Thousands gather in Shetland as women participate in Up Helly Aa Festival for the first time

Members of the Jarl Squad in Lerwick, Scotland, on the Shetland Isles, perform the Up Helly Aa Viking festival, 28 January 2020
Members of the Jarl Squad in Lerwick, Scotland, on the Shetland Isles, perform the Up Helly Aa Viking festival, 28 January 2020   -  Copyright  Andrew Milligan/AP
By Theo Farrant

Thousands of people are converging in Shetland, Scotland, for Lerwick's iconic Up Helly Aa festival. It is Europe's largest fire festival, and this year, for the first time in its 142-year history, women and girls will participate in the procession squads. 

The Lerwick Up Helly Aa Committee lifted the long-standing rule of male-only participants last year, with the aim of revitalising the event after a two-year hiatus due to the Covid-19 pandemic.

While women have traditionally been restricted to less significant roles in the festival, such as hostesses who take charge of organising the town parties, they can now take part in the Viking squads. 

The procession is already underway and the Lerwick community are eagerly awaiting the galley burning later tonight. 

What is the Up Helly Aa festival?

Andrew Milligan/AP
Members of the Jarl Squad in Lerwick perform the Up Helly Aa Viking festivalAndrew Milligan/AP

The spectacular Up Helly Aa Festival is a yearly celebration held in the Shetland Islands of Scotland, marking the rich and vibrant Viking heritage of the region.
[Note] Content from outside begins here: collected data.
PR #101, opened 2023-09-18
[ASSIST-413]: Implement badge for active open alerts for a given student or prospect. 

Orrison:
https://engage.canyongbs.com/workgroups/group/3/tasks/task/view/413/


dgoetzit (changes requested):
This looks good - I would just recommend updating the `.env.example` as this now requires a Cache Driver other than file.

Orrison:
> This looks good - I would just recommend updating the `.env.example` as this now requires a Cache Driver other than file.

Ah, good point. Change made.

app-modules/alert/src/Filament/RelationManagers/AlertsRelationManager.php
```diff
@@ -23,6 +27,17 @@ class AlertsRelationManager extends RelationManager
 {
     protected static string $relationship = 'alerts';
 
+    public static function getBadge(Model $ownerRecord, string $pageClass): ?string
+    {
+        /** @var Student|Prospect $ownerRecord */
+        $alertCount = Cache::tags('alert-count')->remember('alert-count-' . $ownerRecord->id, now()->addMinutes(5), function () use ($ownerRecord) {
+            // TODO: When it is decided how alerts are "resolved" this will need to take that into account to only display unresolved alerts
+            return $ownerRecord->alerts()->count();
+        });
```
danharrin, line 36:
```suggestion
        $alertCount = Cache::tags('alert-count')
            ->remember(
                'alert-count-' . $ownerRecord->id,
                now()->addMinutes(5),
                function () use ($ownerRecord): int {
                    // TODO: When it is decided how alerts are "resolved" this will need to take that into account to only display unresolved alerts
                    return $ownerRecord->alerts()->count();
                });
```

Also, do we prefer the usage of Facades or helpers() in this app?

app-modules/alert/src/Observers/AlertObserver.php
```diff
@@ -17,4 +18,9 @@ public function created(Alert $alert): void
 
         AlertCreated::dispatch($alert);
     }
+
+    public function saved(Alert $alert): void
```
danharrin, line 22: Do we also want to listen for the `deleted` event?

danharrin (changes requested):

app-modules/alert/src/Observers/AlertObserver.php
Orrison: Yeah that is a good point, added.

danharrin (approved):

dgoetzit (approved):

PR #102, opened 2023-09-18
[ASSIST-391] 403 on Azure login

dgoetzit:
This resolves an issue with the Azure login, which stemmed from users not being seeded and internal users not being able to authenticate via Azure.


app-modules/authorization/src/Http/Controllers/SocialiteController.php
```diff
@@ -36,7 +36,7 @@ public function callback(SocialiteProvider $provider)
             ->where('email', $socialiteUser->getEmail())
             ->first();
 
-        if (! $user?->is_external) {
+        if ($user?->is_external) {
```
Orrison, line 39: I think the `!` needs to stay doesn't it?

`is_external` represents that their login is external, i.e. they log in via SSO.

Orrison (changes requested):
@dgoetzit I think perhaps you may be thinking that `is_external` represents Users that are theoretically external to the organization.

But what I really means is whether or not they login "externally" or not, i.e. via SSO. So I think some changes here don't coincide with that.

app-modules/authorization/src/Http/Controllers/SocialiteController.php
dgoetzit: Ahh yeah I think I misunderstood that field, and the nature of the external login. I thought the external abilities were for vendors who might not be part of an organization, and therefore may not be able to authenticate through OAuth?

Orrison: Yeah. Do you think there is a case for renaming `is_external`?

dgoetzit: Confirmed via external conversation - added a ticket to the backlog to address this.

Orrison (approved):

PR #104, opened 2023-09-19
[ASSIST-273]: Record Importer MVP for Prospects

danharrin:
Currently, these files are living in the app. Once I've found time to write some documentation, I'll move them into the Filament core and refactor this app. It will also give us a good period for thorough testing and API feedback.

New prospects can be imported, and existing prospects can be updated. The `email` and `email_2` columns are used to match. If *either* email is found in *either* column, the prospect is "matched".

I might need some guidance as to whether or not I implemented authorization correctly.


app-modules/authorization/config/permissions/web/model.php
```diff
@@ -3,6 +3,7 @@
 return [
     'view-any',
     'create',
+    'import',
```
Orrison, line 6: @dgoetzit in your opinion does this belong here in the Model permissions, or should it be in `custom`?

app-modules/prospect/src/Imports/ProspectImporter.php
```diff
@@ -0,0 +1,154 @@
...
+
+    public static function getFailureNotificationBody(int $processedRows): string
+    {
+        return "Something went wrong after importing {$processedRows} rows of prospects.";
+    }
+
+    public function getValidationFailureNotificationBody(string $message): string
+    {
+        return "A validation error occurred while importing a prospect: {$message}. This skipped row belonged to the prospect with full name \"{$this->data['full_name']}\".";
+    }
```
Orrison, line 153: Does this mean that we import rows individually? So if one row fails, that doesn't prevent the other rows from importing?

app/Filament/Actions/ImportAction.php
```diff
@@ -0,0 +1,267 @@
...
+        parent::setUp();
+
+        $this->modalHeading(fn (ImportAction $action): string => "Import {$action->getPluralModelLabel()}");
+
+        $this->modalSubmitActionLabel('Start import');
+
+        $this->groupedIcon('heroicon-m-arrow-up-tray');
+
+        $this->form(fn (ImportAction $action): array => array_merge([
+            Forms\Components\FileUpload::make('file')
```
Orrison, line 42: Small nit but, we prefer the direct `use` statements throughout the app to this partial. So that it is just `FileUpload` here.

app/Jobs/ImportCsv.php
```diff
@@ -0,0 +1,79 @@
...
+        /** @var User $user */
+        $user = $this->import->user;
+
+        auth()->login($user);
+
+        foreach ($this->rows as $row) {
+            ($this->importer)($row);
+
+            $this->import->increment('processed_rows');
+        }
```
Orrison, line 64: If an individual row fails to import here, then this entire group stops processing, correct?

What does failure recovery look like for a User, and does that failure recovery prevent the import of duplicate records and/or prevent attempting to import records again?

Orrison (changes requested):
This looks amazing! Just some questions and suggestions.

Orrison:
A couple of other notes:

- Does this cover "This interface should offer guidance on the required CSV format, perhaps with a downloadable template or sample file." within the ticket? Or will that be done in a separate PR?
- Is it possible to not allow a single row failure from importing others within a job? And provide info on the row# / other details?

app-modules/prospect/src/Imports/ProspectImporter.php
danharrin: Correct, and we send a notification for each row that fails validation, with the specific validation error. As it can differ.

app/Jobs/ImportCsv.php
danharrin: Hmm, in what way would it fail? With an exception or something? We can catch that.

Imports should never be duplicated when retried, since we upsert, not insert.

danharrin:
1. It does not cover adding a template, we could maybe have a discussion on how useful that is, since the system is flexible enough to not require a specific format, everything can be mapped in the UI.
2. We do provide the full name of the prospect that fails. What would the advantage be of preventing other rows from getting imported when a validation error occurs? Technically, rows can be imported in any order.

app/Jobs/ImportCsv.php
Orrison: Yeah, what I mean is `$this->rows` is a group of rows, right?

If a single one of these rows failes/throws an exception, the others after it won't process right?

Orrison (changes requested):

Orrison:
> 1. It does not cover adding a template, we could maybe have a discussion on how useful that is, since the system is flexible enough to not require a specific format, everything can be mapped in the UI.
> 2. We do provide the full name of the prospect that fails. What would the advantage be of preventing other rows from getting imported when a validation error occurs? Technically, rows can be imported in any order.

1. I think we will still need it so that the end User has something to work off of as they get this data from the other systems 
2. No, sorry. I am saying that I think they way this is setup, a single row failure would prevent the import of other rows in one of the jobs. I commented in the comment in the job file

dgoetzit (changes requested):
This is looking great @danharrin! Just a few comments/suggestions/questions on my end.

app-modules/prospect/src/Imports/ProspectImporter.php
```diff
@@ -0,0 +1,154 @@
...
+
+                    if (! $source) {
+                        return;
+                    }
+
+                    $record->source()->associate($source);
+                })
+                ->requiredMapping(),
+            ImportColumn::make('description'),
+            ImportColumn::make('email')
```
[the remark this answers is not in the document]
danharrin: They are not required fields in the database or UI at the moment

danharrin:
@Orrison @dgoetzit have you discussed with Joe before if email is required? Because it currently isn't

app-modules/prospect/src/Policies/ProspectPolicy.php
```diff
@@ -29,6 +29,13 @@ public function create(User $user): Response
             : Response::deny('You do not have permission to create prospects.');
     }
 
+    public function import(User $user): Response
+    {
+        return $user->can('prospect.import')
+            ? Response::allow()
+            : Response::deny('You do not have permission to import prospects.');
```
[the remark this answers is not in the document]
danharrin: I just copied this from other policies, do we need to update it there too?

Orrison:
> @Orrison @dgoetzit have you discussed with Joe before if email is required? Because it currently isn't

We have not, you may need to check with Joe

danharrin:
Good spot, probably good to also confirm he wants this done at the database level and in the resource

app-modules/authorization/config/permissions/web/model.php
danharrin: Done

app/Filament/Actions/ImportAction.php
danharrin: Done

app/Jobs/ImportCsv.php
danharrin: Fixed

database/migrations/2023_09_18_151659_create_imports_table.php
```diff
@@ -0,0 +1,26 @@
...
+use Illuminate\Database\Migrations\Migration;
+
+return new class () extends Migration {
+    /**
+     * Run the migrations.
+     */
+    public function up(): void
+    {
+        Schema::create('imports', function (Blueprint $table) {
+            $table->id();
```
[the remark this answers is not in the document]
danharrin: Done

app/Models/Import.php
```diff
@@ -0,0 +1,43 @@
...
+namespace App\Models;
+
+use App\Imports\Importer;
+use Illuminate\Database\Eloquent\Model;
+use Illuminate\Database\Eloquent\Relations\BelongsTo;
+
+/**
+ * @mixin IdeHelperImport
+ */
+class Import extends Model
```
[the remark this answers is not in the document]
danharrin: Done

app-modules/prospect/src/Imports/ProspectImporter.php
```diff
@@ -0,0 +1,154 @@
...
+                    if ($status) {
+                        return;
+                    }
+
+                    $fail('The selected status is invalid.');
+                }])
+                ->guess(['status'])
+                ->fillRecordUsing(function (Prospect $record, string $state) {
+                    $status = ProspectStatus::query()
+                        ->where('name', $state)
```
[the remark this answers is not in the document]
danharrin: Done

app-modules/prospect/src/Imports/ProspectImporter.php
```diff
@@ -0,0 +1,154 @@
...
+                    if ($source) {
+                        return;
+                    }
+
+                    $fail('The selected source is invalid.');
+                }])
+                ->guess(['source'])
+                ->fillRecordUsing(function (Prospect $record, string $state) {
+                    $source = ProspectSource::query()
+                        ->where('name', $state)
```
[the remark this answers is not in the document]
danharrin: Done

app-modules/prospect/src/Imports/ProspectImporter.php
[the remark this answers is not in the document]
dgoetzit: Where did we end up landing on this?

app/Jobs/ImportCsv.php
```diff
@@ -0,0 +1,119 @@
...
+        return $this->importer->getJobTags();
+    }
+
+    protected function logFailedRow(array $data, ?string $validationError = null): void
+    {
+        $failedRow = new FailedImportRow();
+        $failedRow->import()->associate($this->import);
+        $failedRow->data = $data;
+        $failedRow->validation_error = $validationError;
+        $failedRow->save();
```
dgoetzit, line 104: Can we use mass assignment here? Or is there a reason not to on `FailedImportRow`?

```suggestion
        $this->import->failedRows()->create([
            'data' => $data,
            'validation_error' => $validationError,
        ]);
```

app/Console/Kernel.php
```diff
@@ -25,7 +26,7 @@ protected function schedule(Schedule $schedule): void
         $schedule->command(DispatchQueueCheckJobsCommand::class)->everyMinute();
 
         $schedule->command(PruneCommand::class, [
-            '--model' => [Audit::class, AssistantChatMessageLog::class],
+            '--model' => [Audit::class, AssistantChatMessageLog::class, FailedImportRow::class],
```
dgoetzit, line 29: Do we need to add a task to the backlog to make the pruning settings configurable?

dgoetzit (changes requested):

app/Jobs/ImportCsv.php
danharrin: This will be moved to Filament at some point, and I don't particularly like mass assignment so this code will stay the same

app/Console/Kernel.php
danharrin: Yeah, good idea to add to the backlog

app-modules/prospect/src/Imports/ProspectImporter.php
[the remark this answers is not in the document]
danharrin: Joe has not yet responded to my question

app/Jobs/ImportCsv.php
Orrison: I am interested to hear why you don't like mass assignments that much. The suggestion seems a little more readable to me, but perhaps this is not always the case.

app-modules/prospect/src/Imports/ProspectImporter.php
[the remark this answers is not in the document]
Orrison: If we decided to move forward with making email a required field, what is the level of effort in doing so / effect of that change?

app-modules/prospect/src/Imports/ProspectImporter.php
```diff
@@ -0,0 +1,154 @@
...
+        $email2 = $this->data['email_2'] ?? null;
+
+        $emails = array_filter(
+            [$email, $email2],
+            fn (mixed $state): bool => filled($state),
+        );
+
+        if (empty($emails)) {
+            return new Prospect();
+        }
```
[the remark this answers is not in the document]
Orrison: I agree, at this point I think we can move forward with email being required. We can make the change in the DB soon as well.

Without an email engagements and other functionality just doesn't work, it would not make sense to not have an email.

app/Console/Kernel.php
Orrison: Created the ticket for this: https://engage.canyongbs.com/workgroups/group/3/tasks/task/view/451/

Orrison (changes requested):
Looking great! Just a few comments, as well as one last requirement for preventing CSVs bigger than 100,000 rows of data. (Probably 100,001 if we include the header in the count)

app/Jobs/ImportCsv.php
danharrin: It usually comes down to the fact that I am often associating multiple related models at once. With mass assignment, I need to then pass in `_id` columns into the array, which I don't like, as IMO the relationship should handle the specifics of the relationship columns with `associate()`.

I know that in this case we are only associating one relationship, but I like to keep things consistent, and only using mass assignment in some places and not others feels weird.

It's purely personal preference though.

danharrin:
Email is now required, and I've used `configureUsing()` to set the max import rows to 100,000.

Orrison (approved):

dgoetzit (approved):

PR #113, opened 2023-09-22
[ASSIST-455] Task Management Updates

mxm1070:
https://engage.canyongbs.com/workgroups/group/3/tasks/task/view/455/

### DIFF
--- a/app-modules/task/src/Filament/Concerns/TaskViewActionInfoList.php
+++ b/app-modules/task/src/Filament/Concerns/TaskViewActionInfoList.php
@@ -19,47 +19,43 @@ trait TaskViewActionInfoList
     public function taskInfoList(): array
     {
         return [
-            Split::make(
-                [
-                    Grid::make()
-                        ->schema(
-                            [
-                                TextEntry::make('description')
-                                    ->columnSpanFull(),
-                                TextEntry::make('assignedTo.name')
-                                    ->label('Assigned To')
-                                    ->url(fn (Task $record) => $record->assignedTo ? UserResource::getUrl('view', ['record' => $record->assignedTo]) : null)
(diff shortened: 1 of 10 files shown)


Orrison (changes requested):
This looks great! If you could please update the Kanban view to display the task description in the card as well? Replacing the description dummy text I had there.

You will probably want to truncate that after a reasonable length.

app-modules/task/src/Filament/Concerns/TaskViewActionInfoList.php
```diff
@@ -19,47 +19,43 @@ trait TaskViewActionInfoList
...
+                            ->columnSpanFull(),
+                        TextEntry::make('description')
+                            ->columnSpanFull(),
+                        TextEntry::make('assignedTo.name')
+                            ->label('Assigned To')
+                            ->url(fn (Task $record) => $record->assignedTo ? UserResource::getUrl('view', ['record' => $record->assignedTo]) : null)
+                            ->default('Unassigned'),
+                        TextEntry::make('concern.display_name')
+                            ->label('Concern')
+                            ->getStateUsing(fn (Task $record) => $record->concern->{$record->concern::displayNameKey()})
```
dgoetzit, line 35: We'll need to account for a potentially `null` concern here.

dgoetzit (changes requested):
Looks good! Just one minor change on my end.

mxm1070:
> This looks great! If you could please update the Kanban view to display the task description in the card as well? Replacing the description dummy text I had there.
> 
> You will probably want to truncate that after a reasonable length.

Done, and I set the limit to 50 characters.

Orrison (approved):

The festival has been a staple of Shetland's cultural landscape for over 140 years and is renowned for its lively and captivating displays of history, tradition, and pride.

The highlight of the festival is the parade of thousands of people who dress up traditional Viking attire, carrying flaming torches through the streets. 

They are led by a large squad of Vikings, known as the Jarl Squad, who in turn are led by the Guizer Jarl, or Chief Guizer, who is elected by a committee each year.

The procession heads down towards the sea, where participants throw their flaming torches into a specially-built Viking longboat, otherwise known as a galley. 

Danny Lawson/AP
'Guizers' with flaming torches are pictured with a Viking Galley in Lerwick, on the Shetland Isles, during the Up Helly Aa Viking festivalDanny Lawson/AP

Considered to be Europe's largest fire festival, the tradition started in the 19th century as a way to mark the end of the yule season. It's also a testament to Shetland's Viking past which has long been a source of pride for the local community.

44-year-old Neil Moncrieff, who has been on Lerwick's Up Helly Aa commute for 15 years, was elected as this year's Guizar Jarl. 

"Up Helly Aa means so much for Lerwick and Shetland. It celebrates our historic Norse links and you see just how many people around the town are looking forward to it," said Moncrieff in a recent interview.